Task instructions: Retype the line with "For most components, this" in it, then each line after it to the end of the data, word for word.

Extracted records:

PR #389, opened 2023-12-20
Show correct facet background for the old design of the Dataset Browser

barbarah:
The dataset browser has not yet moved to the new colours, but it shares components with the research app.

For most components, this is not a big problem, but the facets aren't readable. So I have added a temporary variant property. If we decide on more changes between the apps we could think about adding a theme.

Old:
image

With the changes is this pull request:
image


sdevalk (approved):
👍🏻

Reply to the task:
For most components, this is not a big problem, but the facets aren't readable. So I have added a temporary variant property. If we decide on more changes between the apps we could think about adding a theme.

Old:
image

With the changes is this pull request:
image


sdevalk (approved):
👍🏻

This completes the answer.